An Optimal Transport Formulation of the Linear Feedback Particle Filter
Amirhossein Taghvaei, Prashant G. Mehta

TL;DR
This paper formulates the feedback particle filter as an optimal transport problem to derive a unique control law, reducing simulation variance and improving the approximation of the posterior distribution in nonlinear filtering.
Contribution
It introduces an optimal transport-based formulation for the feedback particle filter, providing a new method to obtain a unique control law with reduced variance.
Findings
The optimal control law replaces the noise term with a deterministic term.
The new formulation decreases simulation variance.

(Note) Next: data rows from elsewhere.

PR #1781, opened 2018-08-15
cleaning up some package tech debt 

katbyte:
- removed `subscription` and `[as]schema` packages
- removed extra suppress case diff function


azurerm/data_source_app_service.go
```diff
@@ -4,7 +4,7 @@ import (
 	"fmt"
 
 	"github.com/hashicorp/terraform/helper/schema"
-	azSchema "github.com/terraform-providers/terraform-provider-azurerm/azurerm/helpers/schema"
+	"github.com/terraform-providers/terraform-provider-azurerm/azurerm/helpers/azure"
```
metacpp: Based on the files you changed in this PR due to package name change, keep using package alias might be a better idea.

tombuildsstuff: that's not needed in this instance as nothing else in these files is using a package named `azure` - we should only use aliases where necessary

metacpp: 1. To avoid conflict with other packages.
2. Wrapping to ease future refactoring.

Numerical examples demonstrate improved performance.
Abstract
Feedback particle filter (FPF) is an algorithm to numerically approximate the solution of the nonlinear filtering problem in continuous time. The algorithm implements a feedback control law for a system of particles such that the empirical distribution of particles approximates the posterior distribution. However, it has been noted in the literature that the feedback control law is not unique. To find a unique control law, the filtering task is formulated here as an optimal transportation problem between the prior and the posterior distributions. Based on this formulation, a time stepping optimization procedure is proposed for the optimal control design. A key difference between the optimal control law and the one in the original FPF, is the replacement of noise term with a deterministic term. This difference serves to decreases the simulation variance, as illustrated with a simple…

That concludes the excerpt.